- Waada_TV_Serial
- Genre: Romance, drama
- Starring: Shaista Lodhi; Faysal Qureshi; Saboor Ali;
- Theme music composer: Falak Shabir
- Country of origin: Pakistan
- Original language: Urdu
- No. of episodes: 23

Production
- Producers: Big Bang Entertainment, Fahad Mustafa, and Dr. Ali Kazmi.
- Production locations: Karachi Jeddah

Original release
- Network: ARY Digital
- Release: 8 November 2016 – 12 April 2017

= Waada (TV series) =

Pakistani television series

Waada is a Pakistani drama television series directed by Syed Atif Hussain, written by Samina Ejaz. It originally aired on ARY Digital in 2016.

==Cast==

- Shaista Lodhi as Sumaira
- Faisal Qureshi as Shahab
- Saboor Ali as Jaana
- Ismat Iqbal as Nuzhat
- Srha Asghar as Uzma
- Anum Tanveer as Lubna
- Fahad Sheikh
- Hassan Ahmed
- Ghazala Butt
- Amir Qureshi

==Plot==
Sumaira is a loving wife, mother, and daughter-in-law. She cares for everyone in the family and tries to do as much as she can for everyone at home. She makes an effort to fulfill her promise and excel in every relationship. Loyalty is all that she has to offer besides so much love.

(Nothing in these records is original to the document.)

PR #75, opened 2021-02-13
GUI Improvements and Refactoring

manuel-fischer:
Here is some refactoring work and some changes to the user interface.
- The creation of dialogs/modals is moved to `tgui.ts`. 
- The positioning of the modals has been adjusted at the pixel-level, (✱)
- A dialog/modal now catches tab focus, pressing tab reaches the first element in the dialog again (✱)
- Capitalized first letter of all button texts
- Buttonbars with default buttons have been added, these provide a simple way to add buttons at the bottom of a dialog. They look like this (Here I replaced the default confirm dialog (Which has the buttons "OK" and "Cancel") with a custom one)

  grafik
  _Here the default button is "Yes" but might "No" be safer/a better option? What about naming the buttons "Discard" and "Cancel"_ (✱✱)

  grafik

Note that I have been working on those changes before the file structure of the repository changed. Those changes were originally in the improvements branch.

**(✱) this needs testing on other browsers!**
**(✱✱) this needs further investigation!**

### DIFF
--- a/src/ide/tgui.ts
+++ b/src/ide/tgui.ts
@@ -1222,14 +1222,14 @@ export let tgui = (function() {
 	// - buttons:           list of strings like ["Okay", "Cancel"], if this is not given, there is no button bar
 	//                      at the bottom.
 	//                      If the text of a button is not a fixed word, a name-text pair should be used
-	//                      [["Open", "Open File"], "Cancel"], the first is passed to onChoice and 
+	//                      [["Open", "Open File"], "Cancel"], the first is passed to onButton and 
 	//                      might be referred to in the default_button attribute.
 	//                      The second is only used as the visible button text.
 	//                      Note that an object/a dictionary is not used, because the order of the elements
 	//                      is important.
 	// - default_button     The name of the default button in buttons. It gets highlighted in blue.
 	// - enter_confirms     Boolean flag, true if pressing [Enter] should behave like clicking on the default button
-	// - onChoice           Handler function, that takes exactly one argument: the name of the button
+	// - onButton           Handler function, that takes exactly one argument: the name of the button
 	//                      on the buttonbar that has been pressed.
 	//                      It is also called if the close-button on the titlebar is clicked or [Escape]
 	//                      has been pressed.
@@ -1252,27 +1252,18 @@ export let tgui = (function() {
 		// dialog  -- the DOM object of the dialog contents
 		let control = Object.assign({}, description);
 		// handle default fields
-		if(!control.hasOwnProperty("onChoice")) control.onChoice = function(button) {};
+		if(!control.hasOwnProperty("onButton")) control.onButton = function(button) {};
 
 		let handleChoice = function(event, button)
 		{	
-			// by closing the current dialog before calling onChoice,
-			// onChoice itself is able to open additional dialogs in place
-			// of the current one
-			// if the onChoice returns true, the dialog is reopened, note
-			// that the content keeps being the same, stopModal and addModal
-			// do not invalidate the control object, thus the control object
-			// can simply be reused
-			// TODO: move stopModal to the bottom and call it conditionally
-			// with this dialog
-			tgui.stopModal(); // removes current dialog
-			let ret = control.onChoice(button);
+			// if the onButton returns true, the dialog is kept opened
+			let ret = control.onButton(button);
 			if(event)
 			{
 				event.preventDefault();
 				event.stopPropagation();
 			}
-			if(ret) tgui.startModal(control); // reopen current dialog
+			if(!ret) tgui.stopModal(control); // close current dialog
 			return false;
 		}
 		
@@ -1460,7 +1451,7 @@ export let tgui = (function() {
 		}
 	}
 
-	// Properties of description: prompt, [buttons], [default_button], title, onChoice...
+	// Properties of description: prompt, [buttons], [default_button], title, onButton...
 	// See `createModal` for more information about these properties
 	module.msgBox = function(description)
 	{
@@ -1471,6 +1462,7 @@ export let tgui = (function() {
 			"scalesize":      [0.20, 0.15], 
 			"minsize":        [300, 150],
 		}, description));
+
 		tgui.createElement({
 			"parent": dlg.content,
 			"type": "div",
@@ -1529,20 +1521,38 @@ export let tgui = (function() {
 			element.content.focus();
 	}
 
-	// Discard the topmost modal dialog.
-	// TODO: add parameter that identifies the modal to close,
-	//       which would allow to close dialogs inbetween, useful for the
-	//       buttonbars
-	module.stopModal = function()
+	// Discard a modal dialog.
+	// dialog -- Optional parameter of the dialog to close.
+	//           The default is the topmost dialog.
+	module.stopModal = function(dialog?)
 	{
-		if (modal.length == 0) throw "[tgui.stopModel] no modal dialog to close";
+		if(modal.length == 0) throw "[tgui.stopModal] no modal dialog to close";
 
-		// remove the topmost modal element
-		let element = modal.pop();
-		document.body.removeChild(element.dom);
-		
-		// restore previous active element
-		if(element.prevActiveElement !== null) element.prevActiveElement.focus();
+		if(dialog === undefined || dialog === modal[modal.length - 1])
+		{
+			// remove the topmost modal element
+			let element = modal.pop();
+			document.body.removeChild(element.dom);
+			
+			// restore previous active element
+			if(element.prevActiveElement !== null) element.prevActiveElement.focus();
+		}
+		else
+		{
+			let index = modal.findIndex(e => e === dialog);
+			if(index == -1) throw "[tgui.stopModal] not a modal dialog";
+
+			// The previous active element of the dialog above the current one
+			// is usually pointing to an element in this dialog to be removed.
+			// The next dialog inherits the previous active element. Such that,
+			// if all the dialogs would have been closed normally, the same active
+			// element gets focused, when the dialogs are closed out of order.
+			modal[index+1].prevActiveElement = modal[index].prevActiveElement;
+
+			// remove the modal element
+			modal.splice(index, 1);
+			document.body.removeChild(dialog.dom);
+		}
 
 		// remove the separator after the last modal dialog was closed
 		if (modal.length == 0) document.body.removeChild(separator);
--- a/src/ide/tgui.ts
+++ b/src/ide/tgui.ts
@@ -1211,7 +1211,8 @@ export let tgui = (function() {
 	// TODO: merge this with arrangePanels, that is also installed as a "resize"-callback
 	window.addEventListener("resize", centerAllModalDialogs);
 
-
+	module.modalClose = "tgui.modalClose";
+	module.modalHelp  = "tgui.modalHelp";
 	// Create a modal dialog. Similar to createPanel
 	// The description object has the following fields:
 	// - title:             text in the title bar
@@ -1219,6 +1220,7 @@ export let tgui = (function() {
 	// - minsize:           [width, height] minimum size of the dialog, 
 	//                      when the whole viewport is smaller, the viewport size is used
 	// - contentstyle:      object to add/override some styles to/of the content element
+	// - helpEnabled:       enables help button in the titlebar, TODO: also open Help with [F1]
 	// - buttons:           list of [name, text] pairs like [["delete", "Delete File"], ["cancel", "Cancel"]],
 	//                      if this is not given, there is no button bar
 	//                      at the bottom. The first element, the name, is passed to onButton and
@@ -1233,7 +1235,10 @@ export let tgui = (function() {
 	//                      on the buttonbar that has been pressed.
 	//                      It is also called if the close-button on the titlebar is clicked or [Escape]
 	//                      has been pressed.
-	//                      In this case the string "defaultClose" is passed as a parameter.
+	//                      In this case the string "tgui.modalClose" is passed as a parameter.
+	//                      If the help button is enabled, then "tgui.modalHelp" is passed as a parameter, whenever
+	//                      [F1] or the help button was pressed.
+	//                      
 	//                      Return true if the dialog should be kept opened, otherwise return false or nothing at all.
 	//                      
 	//
@@ -1254,7 +1259,7 @@ export let tgui = (function() {
 		// handle default fields
 		if(!control.hasOwnProperty("onButton")) control.onButton = function(button) {};
 
-		let handleChoice = function(event, button)
+		let handleButton = function(event, button)
 		{	
 			// if the onButton returns true, the dialog is kept opened
 			let ret = control.onButton(button);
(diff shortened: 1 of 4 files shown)


Jartreg:
Browser support on macOS:
✓ Works in Chrome, Firefox and Safari

src/ide/tgui.ts
```diff
@@ -1146,14 +1164,329 @@ export let tgui = (function() {
...
+				var focusable = Array(...control.content.querySelectorAll(focus_query));
+				if(control.hasOwnProperty("div_buttons"))
+				{
+					focusable.push(...control.div_buttons.querySelectorAll(focus_query));
+				}			
+				
+				if(focusable.length === 0)
+				{
+					(document.activeElement as any)?.blur();
+				}
```
Jartreg, line 1273: Are you sure `.blur()` is the right thing to do here? When there are no focusable elements in the dialog (which is already very unlikely), why not focus the container?

Jartreg (commented):
There are some things I'm not sure about:

When tabbing through a dialog, should you be able to focus the close button in the upper right? Currently that's not possible.

Centering an element is _really really_ something that should be done with CSS, but I think this would need a little change in the DOM structure.

Regarding the current restructurings:
Since you are essentially rewriting the dialog logic, you could have used the opportunity to move it to a separate file. Also, because you are adding new functions, they should have properly typed parameters (depending on how complex they would be). However, I think major restructurings to improve typings and split it up into smaller files are inevitable, so it might be better to do that later 🤷...

What do you think?

TheHllm:
I am for labeling the buttons with what they do.
VsCode dose this as well:
image

src/ide/tgui.ts
```diff
@@ -1146,14 +1164,332 @@ export let tgui = (function() {
...
+			{
+				let buttonName: string, buttonText: string;
+				if(typeof button == "string")
+					buttonName = buttonText = button;
+				else
+					[buttonName, buttonText] = button as [string, string];
+
+				let event_handler = control.onClose;
+				if(control.hasOwnProperty("on"+buttonName))
+					event_handler = control["on"+buttonName];
```
Jartreg, line 1328: When using TypeScript, this should **definitely** be avoided.

Jartreg (changes requested):
About how button click handlers are implemented:

You are currently using dynamic property access for the handlers of modal buttons. This works for now, because `control` is `any`. However, once we finally get to write proper interfaces for everything, it might get us into trouble. Dynamic property access _can_ be well typed with TypeScript, but it won't be pretty and there are much nicer solutions. Some examples:

1. Make the `buttons` option an array of objects, which contain the handler as an optional property. This might look like this:
	```ts
	tgui.msgBox({
		// ...
		buttons: [
			{
				label: "Discard",
				isDefault: true,
				onClick: onConfirm
			},
			{ label: "Cancel" },
		]
	});
	```

2. Make modals have only _one_ handler that gets passed the button as a parameter, and ```null``` if it was closed with the close button. Example:
	```ts
	tgui.msgBox({
		// ...
		buttons: ["Discard", "Confirm"],
		onClose(button) {
			if (button === "Discard")
				onConfirm();
		},
	});
	```

manuel-fischer:
> conflicts
Hello again,

Sorry, I was busy the last weeks and didn't came to work on this. Just now I am working on the dialog code, the idea with the single event handler is a very good idea I did not thought about. I am going to implementing this. It is more descriptive than the way it is currently implemented. It is also good, because it does not depend on dynamically generated event handler names.

Greetings
Manuel

manuel-fischer:
Message Box Icons

grafik
grafik

src/ide/tgui.ts
```diff
@@ -1146,14 +1167,401 @@ export let tgui = (function() {
...
+	function roundToPhysicalPixel(virtual_px: number)
+	{
+		return (virtual_px*window.devicePixelRatio | 0)/window.devicePixelRatio;
+	}
+
+	// Center a dialog at the center of the window
+	// Dialogs are aligned at integral pixel coordinates to
+	// avoid pixel-jittering
+	function centerModalDialog(dlg)
+	{
```
Jartreg, line 1184: [Again](https://github.com/TGlas/tscript/pull/75#pullrequestreview-589987254), this should _definitely_ be done in CSS.
Something like this would work:

```css
.tgui-modal {
	  width: ...%;
	  height: ...%;
	  min-width: ...;
	  min-height: ...;
	  position: absolute;
	  top: 50%;
	  left: 50%;
	  tranform: translate(-50%, -50%);
}
```

However, there would be some issues when the screen is too small for the `min-`size to fit. To get this 100% right with CSS, we'd need to change the DOM structure. I think this is out of scope for this PR, so I don't want to block merging with this.

src/ide/tgui.ts
```diff
@@ -1146,14 +1167,401 @@ export let tgui = (function() {
...
+					else if(event.shiftKey && focusIndex === 0)
+					{
+						focusable[n-1].focus();
+						event.preventDefault();
+					}
+				}
+			}
+		});
+
+		control.handleClose = (event) => handleChoice(event, "defaultClose");
```
Jartreg, line 1314:
```suggestion
		control.handleClose = (event) => handleChoice(event, null);
```

Here, I would simply pass `null`, because _no button_ was chosen and `null` won't collide with button names.

Jartreg (changes requested):

src/ide/tgui.ts
TGlas: I don't think that a programming IDE needs to work on a device without a proper keyboard. Sure, that's not well defined. Anyway, assuming a minimal screen size of, say, 1280x800 (12 years old Macbook) seems safe to me. If you object, about 20 years back it was 1024x768. That's good enough for a dialog. No need to go down to 320x200, that was 28 years ([DooM](https://en.wikipedia.org/wiki/Doom_(1993_video_game))), and even 39 years ([C64](https://en.wikipedia.org/wiki/Commodore_64)) ago. You may be out of luck on a phone. Don't code on a phone :)

More seriously: If you have a good way of solving this then I'd appreciate, but I don't think that we should bother too much.

src/ide/tgui.ts
```diff
@@ -1146,14 +1167,401 @@ export let tgui = (function() {
...
+	//                      when the whole viewport is smaller, the viewport size is used
+	// - contentstyle:      object to add/override some styles to/of the content element
+	// - buttons:           list of [name, text] pairs like [["delete", "Delete File"], ["cancel", "Cancel"]],
+	//                      if this is not given, there is no button bar
+	//                      at the bottom. The first element, the name, is passed to onButton and
+	//                      might be referred to in the defaultButton attribute.
+	//                      The second is only used as the text displayed on the button.
+	//                      It might be a translated text.
+	//                      Note that an object/a dictionary is not used, because the order of the elements
+	//                      is important.
```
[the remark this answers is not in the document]
manuel-fischer: I do not think that this is a good idea, because the text on the button might be generated dynamically and the text itself might be a translation into another language like German. When doing this, the code calling `tgui.createModal`/`tgui.msgBox` is going to get more complex and the text in the `buttons` and in `onButton` might get out of sync.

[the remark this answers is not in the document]
Jartreg: I see your point, it's probably just that I don't like using tuples for this. I guess it's the right choice then for simplicity 👍.

src/ide/tgui.ts
Jartreg: That's exactly why I think this little CSS would be enough. Doing it in JS just to get it subpixel-perfect seems pretty overkill to me 😄

manuel-fischer:
I thought about using "defaultClose"/"tgui.modalClose" for when other buttons like the help button are added. But I think using `null` would be also a good idea, but I need to think about how it would work with the help button. When adding a property like `helpPath` there is the problem that the opening of the help/documentation is handled in `ide.ts`. When thinking about the dependency graph of the various files, `tgui.ts` should not have any dependencies on `ide.ts`, because `ide.ts` is built upon `tgui.ts`. A possible way would be to add a handler for the help. What do you think? How would you implement this? And is "tgui.modalClose" a better option than "defaultClose"?

src/ide/tgui.ts
manuel-fischer: I think if I wouldn't have worked on the CSS of the dialogs, I wouldn't have noticed pixel jittering, which appears when the browser size changes. I think no one would have ever noticed it :D. It would definitely be much cleaner code if the pixel perfect alignment was only done in CSS, but in CSS there is no possible way to do this alignment. In Firefox the pixel jittering is very noticeable, in Chrome and probably other browsers, it is not as visible. I also think it is a little overkill now. So should I discard this code and replace it back with CSS, similar to as it is in the main branch now? What do you think?

TGlas:
> I thought about using "defaultClose"/"tgui.modalClose" for when other buttons like the help button are added. But I think using `null` would be also a good idea, but I need to think about how it would work with the help button. When adding a property like `helpPath` there is the problem that the opening of the help/documentation is handled in `ide.ts`. When thinking about the dependency graph of the various files, `tgui.ts` should not have any dependencies on `ide.ts`, because `ide.ts` is built upon `tgui.ts`. A possible way would be to add a handler for the help. What do you think? How would you implement this? And is "tgui.modalClose" a better option than "defaultClose"?

I totally agree that the gui layer should not need to know about the ide. A handler solution sounds good to me. For "tgui.modalClose" vs. "defaultClose" I don't have a strong opinion.

Jartreg:
I still think `null` is best suited for the closing case. Since a modal can be closed in several ways, passing `null` best represents the fact that none of the intended buttons was pressed.

This different for the help button. Since it is a “magical” button, a magic string value works here. However, I agree that adding a special handler as an option instead is an even better solution. I’m not even sure whether the modal should be closed when pressing the help button.

src/ide/tgui.ts
Jartreg: Do you mean by "pixel jittering" that the dialog jumps around a little _while_ resizing the browser window? I think this is unfortunately normal behaviour and can't really be "fixed". For me it's even more noticeable in the JS version, since it doesn't run faster than the browser doing CSS layout.

If you mean that it's not positioned on pixel boundaries and causes anti-aliasing (does it even?), then you shouldn't worry about that at all, since it's highly dependent on the browser's rendering infrastructure. Trying to "fix" that will probably cause more problems in the long term than it will solve.

For what to do in CSS, you could either use my proposal from above, or stick with how it's currently done. I think both solutions should work fine...

manuel-fischer:
Now `buttons` is changed to an array of objects, this might be the cleanest solution, because no identifier-strings are passed around and every button object contains its own handler directly. For buttons that should simply close the dialog like "Cancel"/"Close", the handler should not be given (or a noop). Cleanup and other further work, that is always done while closing the dialog, like saving the configuration, would be handled in the `onClose` handler. Both `onClick` and `onClose` can cancel the closing of the dialog by assigning `true` to `dialog.keepOpen`. `onHelp` is its own independent handler.

src/ide/tgui.ts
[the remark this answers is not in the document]
manuel-fischer: I thought about it and came to the conclusion, that objects instead of tuples are more expressive and would resolve the problem of the button identifier strings, because every button could have its own handler now.

Jartreg:
> Both `onClick` and `onClose` can cancel the closing of the dialog by assigning `true` to `dialog.keepOpen`.

Why not do it with a `return true` in `onClose` and `onClick`? Is there a special reason that it has to be a property? I can see this as a possible source of bugs:

```ts
tgui.createModal({
	...everythingElse,
	buttons: [
		{
			text: "Confirm",
			onClick(dlg) {
				if (something) dlg.keepOpen = true;
			}
		},
		{
			text: "Cancel"
		}
	]
});
```
Looks completely fine, right?

Now imagine the following scenario:
* The user clicks "Confirm", but because of some condition, we want the dialog to stay open and assign `dlg.keepOpen = true`.
* The user decides otherwise and clicks "Cancel". There is no click handler for the "Cancel"-button, because there is nothing to do. However, because be assigned `true` to `keepOpen` before, the dialog will stay open for till the end of time.

manuel-fischer:
>     * The user decides otherwise and clicks "Cancel". There is no click handler for the "Cancel"-button, because there is nothing to do. However, because be assigned `true` to `keepOpen` before, the dialog will stay open for till the end of time.
`dialog.keepOpen` is set to `false` before any handler starts, so this would not be a problem.

Jartreg:
Oops, sorry I overlooked that.

src/ide/tgui.ts
manuel-fischer: Now I changed it to behave similar to when the dialog is opened. The `blur` is now not needed anymore, because the content `div` of the dialog is made explicitly focusable by Javascript with `tabindex="-1"`, in this case `.focus()` should not fail. Fix: The `event.preventDefault()` was missing. I have tested this by temporarily removing the buttons from the `[F1]` popup, that dialog would have no focusable elements.

manuel-fischer:
> There are some things I'm not sure about:
> 
> When tabbing through a dialog, should you be able to focus the close button in the upper right? Currently that's not possible.
> 
> Centering an element is _really really_ something that should be done with CSS, but I think this would need a little change in the DOM structure.
> 
> Regarding the current restructurings:
> Since you are essentially rewriting the dialog logic, you could have used the opportunity to move it to a separate file. Also, because you are adding new functions, they should have properly typed parameters (depending on how complex they would be). However, I think major restructurings to improve typings and split it up into smaller files are inevitable, so it might be better to do that later 🤷...
> 
> What do you think?

1. It is unusual that the [x] button and now maybe also the [?] button is focusable by [Tab]. For this the keys [Esc] and [F1] are commonly used instead.

2. I am unsure about the centering of the dialogs, that is now done in Javascript. Maybe it might be removed or refactored. Please let me know what would be the best option. Note that it was done with CSS previously.

3. I think that common refactoring like moving dialog logic into their own file might be now too much for this pull request. This should be done in its own pull request when other things might be restructured too.

Is there anything other that might be of discussion? Otherwise I might just make final adjustments and call this pull request as completely finished.

Jartreg:
> It is unusual that the [x] button and now maybe also the [?] button is focusable by <kbd>Tab</kbd>. For this the keys <kbd>Esc</kbd> and <kbd>F1</kbd> are commonly used instead.

I know it's unusual for window buttons managed by the operating system, but it's different on the web. Here, _everything_ should be accessible by keyboard. The <kbd>Esc</kbd> and <kbd>F1</kbd> keys are good as _additional_ shortcuts, but all buttons should still be able to be reached using the <kbd>Tab</kbd> key.
**However**, since I think it's mostly an advantage for people using screen readers and these people are probably lost on the TScript IDE anyway, so we might get away with not changing it (yet?). These kind of detailed accessibility related changes might be better suited for an overall accessibility overhaul.

> I am unsure about the centering of the dialogs, that is now done in Javascript. Maybe it might be removed or refactored. Please let me know what would be the best option. Note that it was done with CSS previously.

See https://github.com/TGlas/tscript/pull/75#discussion_r623636022. I'm still not sure what exact kind of problems you are talking about, but I'm sure that using JavaScript for this will most likely only cause trouble in the future. Centering an element is such a basic thing and CSS was made for that.

> I think that common refactoring like moving dialog logic into their own file might be now too much for this pull request. This should be done in its own pull request when other things might be restructured too.

You are right. There's still much to do to improve the structure of the project (you might've noticed that I like keeping files small :wink:) that should be done in separate pull requests.

src/ide/tgui.ts
```diff
@@ -1145,15 +1171,407 @@ export let tgui = (function() {
...
+		
+		dialog.addEventListener("keydown", function(event)
+		{
+			if(event.keyCode === 9) // TAB characterSet
+			{			
+				let focus_query = 'button, [href], input, select, textarea';
+				// collect all focusable elements inside the dialog, except titlebar buttons
+				var focusable = Array(...control.dom.querySelectorAll(focus_query));
+				focusable = focusable.filter(element => element.tabIndex !== -1);
+				console.log(focusable);
```
Jartreg, line 1300: You probably forgot to remove the `console.log` here:
```suggestion
```

Jartreg (changes requested):
Last little nitpick, everything else looks good to me!

Jartreg (approved):
:+1:

manuel-fischer:
I think, that then this pull request is complete, even if I have many other ideas like a dark mode for the IDE. Those would be implemented in another pull request.

TGlas:
Thanks, highly appreciated!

Shahab is financially very secure as he is a rich businessman, but along with that, he also cares for his entire family; basically, he's a good husband. He promises his wife that he will never leave her, no matter what, and stand by her side in all the ups and downs.

Jaana is the maid's daughter who was fired from her previous job due to falling for the owner's son, who hated her. Jaana hunts for her next victim, who turns out to be Shahab, and disrupts his life. She schemes against Sumaira till Shahab too falls for her and she ends up marrying him.